-------- Task data

PR #462, opened 2025-04-30
Rename xml_converter to burrito_converter

AsherGlick:
This is a big PR but there are not very many changes. All of this was done via a script that can be found at `scripts/rename_burrito_converter.sh`. This may be useful in understanding what changed at a glance.

As a part of this PR please test the burrito overlay to be sure that it works with importing various marker packs on your machine.


klingbolt (approved):
Script tested and identical output. Build works in game.

PR #470, opened 2025-05-08
Changed how converter path is defined

klingbolt:
This makes the relative path to the converter flexible in case burrito is launched from another directory.

### DIFF
--- a/FileHandler.gd
+++ b/FileHandler.gd
@@ -1,13 +1,13 @@
 const identify_duplicate_categories = preload("res://identify_duplicate_categories.gd")
 
-const converter_executable_path = "./burrito_converter"
-
 static func call_burrito_converter(args: PoolStringArray) -> Dictionary:
 	var output: Array = []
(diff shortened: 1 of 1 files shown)


FileHandler.gd
```diff
@@ -1,13 +1,13 @@
...
-const converter_executable_path = "./burrito_converter"
-
 static func call_burrito_converter(args: PoolStringArray) -> Dictionary:
 	var output: Array = []
-	var path_to_executable: String = converter_executable_path
+	var path_to_executable: String
 	print(args)
 	if OS.has_feature("editor"):
-		path_to_executable += "/build/burrito_converter"
+		path_to_executable = "./burrito_converter/build/burrito_converter"
```
AsherGlick, line 8: Does get executable dir not work for `editor` builds? Is it even possible to trigger an editor build from outside of the projects working directory?

AsherGlick (approved):

PR #501, opened 2025-10-12
Splitting out arguments into individual structs for better control

AsherGlick:
Using structs gives us some better control over which flags can be assigned to which inputs and outputs, allowing us to do some more complex things with arguments in the future.

### DIFF
--- a/burrito_converter/src/argument_parser.cpp
+++ b/burrito_converter/src/argument_parser.cpp
@@ -9,19 +9,25 @@
 
 using namespace std;
 
-InputTacoCommand::InputTacoCommand() : path("") {
+InputTacoCommand::InputTacoCommand()
+    : path("") {
 }
-InputTacoCommand::InputTacoCommand(string path) : path(path) {
-}
-
-InputGuildpointCommand::InputGuildpointCommand() : path("") {
-}
-InputGuildpointCommand::InputGuildpointCommand(string path) : path(path) {
+InputTacoCommand::InputTacoCommand(string path)
+    : path(path) {
 }
 
-OutputTacoCommand::OutputTacoCommand() : path("") {
+InputGuildpointCommand::InputGuildpointCommand()
+    : path("") {
 }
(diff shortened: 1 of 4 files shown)


burrito_converter/src/burrito_converter.cpp
```diff
@@ -316,10 +322,17 @@ void process_data(ParsedArguments parsed_arguments) {
     // Write all of the protobin guildpoint paths
     begin = chrono::high_resolution_clock::now();
     for (size_t i = 0; i < marker_pack_config.size(); i++) {
-        if (marker_pack_config[i].type != BehaviorType::EXPORT || marker_pack_config[i].format != MarkerFormat::GUILDPOINT) {
+        auto* command = dynamic_cast<OutputGuildpointCommand*>(marker_pack_config[i]);
```
klingbolt, line 329: This line should be formatted similar to line 329

burrito_converter/src/argument_parser.cpp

----------------

Work item: Retype each line above with no alterations.

Task result:
PR #462, opened 2025-04-30
Rename xml_converter to burrito_converter

AsherGlick:
This is a big PR but there are not very many changes. All of this was done via a script that can be found at `scripts/rename_burrito_converter.sh`. This may be useful in understanding what changed at a glance.

As a part of this PR please test the burrito overlay to be sure that it works with importing various marker packs on your machine.


klingbolt (approved):
Script tested and identical output. Build works in game.

PR #470, opened 2025-05-08
Changed how converter path is defined

klingbolt:
This makes the relative path to the converter flexible in case burrito is launched from another directory.

### DIFF
--- a/FileHandler.gd
+++ b/FileHandler.gd
@@ -1,13 +1,13 @@
 const identify_duplicate_categories = preload("res://identify_duplicate_categories.gd")
 
-const converter_executable_path = "./burrito_converter"
-
 static func call_burrito_converter(args: PoolStringArray) -> Dictionary:
 	var output: Array = []
(diff shortened: 1 of 1 files shown)


FileHandler.gd
```diff
@@ -1,13 +1,13 @@
...
-const converter_executable_path = "./burrito_converter"
-
 static func call_burrito_converter(args: PoolStringArray) -> Dictionary:
 	var output: Array = []
-	var path_to_executable: String = converter_executable_path
+	var path_to_executable: String
 	print(args)
 	if OS.has_feature("editor"):
-		path_to_executable += "/build/burrito_converter"
+		path_to_executable = "./burrito_converter/build/burrito_converter"
```
AsherGlick, line 8: Does get executable dir not work for `editor` builds? Is it even possible to trigger an editor build from outside of the projects working directory?

AsherGlick (approved):

PR #501, opened 2025-10-12
Splitting out arguments into individual structs for better control

AsherGlick:
Using structs gives us some better control over which flags can be assigned to which inputs and outputs, allowing us to do some more complex things with arguments in the future.

### DIFF
--- a/burrito_converter/src/argument_parser.cpp
+++ b/burrito_converter/src/argument_parser.cpp
@@ -9,19 +9,25 @@
 
 using namespace std;
 
-InputTacoCommand::InputTacoCommand() : path("") {
+InputTacoCommand::InputTacoCommand()
+    : path("") {
 }
-InputTacoCommand::InputTacoCommand(string path) : path(path) {
-}
-
-InputGuildpointCommand::InputGuildpointCommand() : path("") {
-}
-InputGuildpointCommand::InputGuildpointCommand(string path) : path(path) {
+InputTacoCommand::InputTacoCommand(string path)
+    : path(path) {
 }
 
-OutputTacoCommand::OutputTacoCommand() : path("") {
+InputGuildpointCommand::InputGuildpointCommand()
+    : path("") {
 }
(diff shortened: 1 of 4 files shown)


burrito_converter/src/burrito_converter.cpp
```diff
@@ -316,10 +322,17 @@ void process_data(ParsedArguments parsed_arguments) {
     // Write all of the protobin guildpoint paths
     begin = chrono::high_resolution_clock::now();
     for (size_t i = 0; i < marker_pack_config.size(); i++) {
-        if (marker_pack_config[i].type != BehaviorType::EXPORT || marker_pack_config[i].format != MarkerFormat::GUILDPOINT) {
+        auto* command = dynamic_cast<OutputGuildpointCommand*>(marker_pack_config[i]);
```
klingbolt, line 329: This line should be formatted similar to line 329

burrito_converter/src/argument_parser.cpp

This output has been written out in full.